::: PROVIDED DATA

PR #110, opened 2023-07-27
Changing the Upload API to use a GET rather than a POST

bryan-harter:
# Change Summary
Updating the API Gateway functions 

## Overview
Removed the "indexer" API, and changed the "upload" API to GET

## New Dependencies
None

## New Files
None

## Deleted Files
None

## Updated Files
- api_gateway_stack.py
   - Removed the "indexer" API.  The indexer lambda function triggers from new files arriving in the bucket, so it only gets invoked internally and doesn't need an API
   - Changed the upload from a "POST" to a "GET".  The reason why it is a "GET" is because the upload API actually returns a signed url to the user to upload a data file.

### DIFF
--- a/sds_data_manager/stacks/sds_data_manager_stack.py
+++ b/sds_data_manager/stacks/sds_data_manager_stack.py
@@ -233,8 +233,7 @@ class SdsDataManager(Stack):
         download_query_api.add_to_role_policy(s3_read_policy)
 
         self.lambda_functions = {
-            "upload": {"function": upload_api_lambda, "httpMethod": "POST"},
+            "upload": {"function": upload_api_lambda, "httpMethod": "GET"},
             "query": {"function": query_api_lambda, "httpMethod": "GET"},
             "download": {"function": download_query_api, "httpMethod": "GET"},
-            "indexer": {"function": indexer_lambda, "httpMethod": "POST"},
         }


greglucas (approved):
I agree this seems right. I assume that the Javascript SDK (i.e. eventual frontend website) uses a GET as well when interacting with this?

It looks like all methods are GET, do we anticipate anything else, otherwise we could get rid of the httpMethod here altogether and just make it a collection of tuples `(endpoint_name, function)`

laspsandoval:
looks good

laspsandoval (approved):

bryan-harter:
> I agree this seems right. I assume that the Javascript SDK (i.e. eventual frontend website) uses a GET as well when interacting with this?
> 
> It looks like all methods are GET, do we anticipate anything else, otherwise we could get rid of the httpMethod here altogether and just make it a collection of tuples `(endpoint_name, function)`

It's possible there could be post commands in the future so we might want to keep it.  For example, if we do include a science impacting event database (where scientists can post solar events to a DB that shows up on the website, similar to the MAVEN SDC), that would be a POST.  We might also make a POST that updates rows in opensearch, for example we could have an API that we use to handle public release process (setting status=public or public=True or something to the file in the opensearch instance)

PR #112, opened 2023-07-28
MNT: Add more information in the app template file

greglucas:
This moves the places you need to modify code up to the top for easy reference. It outputs the profile you're trying to use and the expected profile for information when you're using the wrong profile.

## Updated Files

`app_template_dev.py`: Some refactoring and details above.


laspsandoval (approved):
Nice updates.

bryan-harter (approved):
Looks good!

::::::

WHAT YOU ARE ASKED TO DO
Exact retyping of all the entries is required.

PROBLEM SOLUTION
PR #110, opened 2023-07-27
Changing the Upload API to use a GET rather than a POST

bryan-harter:
# Change Summary
Updating the API Gateway functions 

## Overview
Removed the "indexer" API, and changed the "upload" API to GET

## New Dependencies
None

## New Files
None

## Deleted Files
None

## Updated Files
- api_gateway_stack.py
   - Removed the "indexer" API.  The indexer lambda function triggers from new files arriving in the bucket, so it only gets invoked internally and doesn't need an API
   - Changed the upload from a "POST" to a "GET".  The reason why it is a "GET" is because the upload API actually returns a signed url to the user to upload a data file.

### DIFF
--- a/sds_data_manager/stacks/sds_data_manager_stack.py
+++ b/sds_data_manager/stacks/sds_data_manager_stack.py
@@ -233,8 +233,7 @@ class SdsDataManager(Stack):
         download_query_api.add_to_role_policy(s3_read_policy)
 
         self.lambda_functions = {
-            "upload": {"function": upload_api_lambda, "httpMethod": "POST"},
+            "upload": {"function": upload_api_lambda, "httpMethod": "GET"},
             "query": {"function": query_api_lambda, "httpMethod": "GET"},
             "download": {"function": download_query_api, "httpMethod": "GET"},
-            "indexer": {"function": indexer_lambda, "httpMethod": "POST"},
         }


greglucas (approved):
I agree this seems right. I assume that the Javascript SDK (i.e. eventual frontend website) uses a GET as well when interacting with this?

It looks like all methods are GET, do we anticipate anything else, otherwise we could get rid of the httpMethod here altogether and just make it a collection of tuples `(endpoint_name, function)`

laspsandoval:
looks good

laspsandoval (approved):

bryan-harter:
> I agree this seems right. I assume that the Javascript SDK (i.e. eventual frontend website) uses a GET as well when interacting with this?
> 
> It looks like all methods are GET, do we anticipate anything else, otherwise we could get rid of the httpMethod here altogether and just make it a collection of tuples `(endpoint_name, function)`

It's possible there could be post commands in the future so we might want to keep it.  For example, if we do include a science impacting event database (where scientists can post solar events to a DB that shows up on the website, similar to the MAVEN SDC), that would be a POST.  We might also make a POST that updates rows in opensearch, for example we could have an API that we use to handle public release process (setting status=public or public=True or something to the file in the opensearch instance)

PR #112, opened 2023-07-28
MNT: Add more information in the app template file

greglucas:
This moves the places you need to modify code up to the top for easy reference. It outputs the profile you're trying to use and the expected profile for information when you're using the wrong profile.

## Updated Files

`app_template_dev.py`: Some refactoring and details above.


laspsandoval (approved):
Nice updates.

bryan-harter (approved):
Looks good!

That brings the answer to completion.